The following Key points in the elaboration of PSURs for Medicinal Products will be analysed in the present course:

• Comprehensive Safety Data Collection:
  From various sources, including clinical trials, post-marketing surveillance, literature, and spontaneous reports. The different source of information and quality of data retrieved will be analysed.
• Adverse Events and Reactions:
  Attendees will learn how perform a comprehensive analysis of adverse event, reactions as well as special populations (e.g., paediatrics, elderly) and information from vulnerable patient groups. How this can impact on the safety profile of the product involved.
• Signal Detection and Emerging Risks:
  How to perform a deep analysis of new safety signals or emerging risks based on available data.
• Risk Management Measures:
  How to evaluate the effectiveness of previously recommended risk minimization activities and how to discuss any risk minimization or risk management measures implemented.
• Benefit-Risk Assessment:
  The importance of evaluating the overall risk-benefit balance of the medicinal product and how to conduct a thorough benefit-risk assessment based on the collected safety data will be presented in this course.

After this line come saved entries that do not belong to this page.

PR #9937, opened 2023-07-15
[Everywhere] Remove Inkscape metadata

benj5378:

---


benj5378:
Well, now I am the one creating lots of noise.

Do you have any opinions of the sanitations @chennes? This is far from all files... some files are exported as optimized SVG others as plain SVG, we should probably have a guideline in the handbook

yorikvanhavre:
Thinking out loud here, honestly, I am wondering if this is a good move, in theory. 

This is source code, right? The files here are meant to be easily editable by others. By suppressing inkscape properties, we turn these files less easily editable. This is I guess not really a problem for our icons, but in more general meaning, is that a good move?

This inkscape stuff is not really heavy, and it's transparent to other apps too. So it's not really an issue that we're having and solving here. Plus, each time someone will update icons, there is a good chance the inkscape stuff will be in again. Will we each time go there and tell people to change their PR? Again, why would we do so if it does not really cause a problem...

If it is a file size problem, I'm not sure this really makes a big difference, but shouldn't it then be some script that runs at build time?

chennes:
Wasn't there some kind of issue with some part of FreeCAD not liking the Inkscape stuff? That may be in the distant past now, I don't remember exactly what it was.

yorikvanhavre:
Indeed we should turn this into some kind of official policy to avoid unnecessary work like this (sorry @benj5378 !) Not sure where, though...

PR #9945, opened 2023-07-17
App/Toponaming: Tweak ComplexGeoData destructor

chennes:
MSVC seems to prefer this destructor: in debug mode on Windows I get a segmentation fault on the destruction of a shared_ptr with the original code, and this eliminates the problem. @wwmayer do you have any insight?

### DIFF
--- a/src/App/ComplexGeoData.cpp
+++ b/src/App/ComplexGeoData.cpp
@@ -60,8 +60,6 @@ ComplexGeoData::ComplexGeoData()
 {
 }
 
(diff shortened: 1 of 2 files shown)


wwmayer:
> do you have any insight?

It very likely has something to do with the fact that multiple inheritance is used in this case but I haven't found an explanation about the behaviour of declaring the destructor as "override" or "virtual" in such a case. But good possible that it's simply a compiler bug in MSVC

PR #10914, opened 2023-10-02
Path:  Added type annotations along with some refactoring.

LarryWoestman:
This is part of the work for #6117.

This is one in a series of PR's where I am taking code from at least 4 postprocessor files partially written by different people, combining them into three files, then trying to make the code more consistent and simpler.  The long term goal is to enable much simpler postprocessor files with much less copied code in each postprocessor file and much more "shared" code in the the three Utils*.py files.

In this PR I added type annotations along with some required refactoring.

### DIFF
--- a/src/Mod/Path/Path/Post/UtilsArguments.py
+++ b/src/Mod/Path/Path/Post/UtilsArguments.py
@@ -33,21 +33,30 @@ These are functions related to arguments and values for creating custom post pro
 import argparse
 import os
 import shlex
+from typing import Any, Callable, Dict
 
 from FreeCAD import Units
 
 import Path.Post.UtilsParse as PostUtilsParse
 
+# Define some types that are used throughout this file
+PathParameter = float
+PathParameters = Dict[str, PathParameter]
+Parser = argparse.ArgumentParser
+Values = Dict[str, Any]
+
+ParameterFunction = Callable[[Values, str, str, PathParameter, PathParameters], str]
+
 
 def add_flag_type_arguments(
     argument_group,
-    default_flag,
-    true_argument,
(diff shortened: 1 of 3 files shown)


src/Mod/Path/Path/Post/UtilsArguments.py
```diff
@@ -33,21 +33,30 @@
...
-    false_help,
-    visible=True,
-):
+    default_flag: bool,
+    true_argument: str,
+    false_argument: str,
+    true_help: str,
+    false_help: str,
+    visible: bool = True,
+) -> None:
```
luzpaz, line 59: Line 51: Too many arguments (7/5) (too-many-arguments)

LarryWoestman: At this stage in the refactoring I have too many arguments in several places.  This will require refactoring the data structures used in the existing code.

I am trying to follow the guidelines related to keeping the PR's smaller and doing more of them, so I am waiting for a later PR to do the data structure refactoring since that will cause a lot of lines of code to change.  Most likely I will rewrite many of the existing routines to use an interface class and change many of the existing functions into classes to clean up the overall structure.

This is part of the process of taking already existing code written by at least 4 different people and trying to make it more consistent and supportable.  That requires a lot of change overall.

Note that this code is work-in-progress and is only used by the "refactored*" postprocessors.  It shouldn't be depended on by any other code in FreeCAD.  The "refactored*" postprocessors should work but they aren't ready to depend on, yet, because they will still be changing a lot for quite a while into the future.

luzpaz:
@sliptonic can you review (or designate someone to review) this PR soon ?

Similarly, the key points this course will focus on related to the elaboration of PSURs for Medical Devices will be:

• Post-Market Surveillance Data:
  Sources for the collection of post-market surveillance data, including information from complaint handling, adverse event reporting, and other sources.
• Adverse Events and Device Failures:
  Details on how perform a comprehensive analysis of adverse events, including device failures, malfunctions, and any harm caused.
• Complaint Handling:
  How to describe in a PSUR the process for handling complaints related to the medical device and how to include an analysis of common complaints and their resolutions.
• Field Safety Corrective Actions (FSCA):
  How to report any FSCA initiated for the medical device and how to provide an assessment of the effectiveness of corrective actions taken.
• Emerging Risks and Signals:
  How to monitor for and report any emerging risks or signals in the post-marketing phase. How to perform a comprehensive analysis of potential risks and mitigating actions.
• Benefit-Risk Analysis:
  The importance of evaluating the overall risk-benefit balance of the medical device and how to assess whether the benefits continue to outweigh the risks.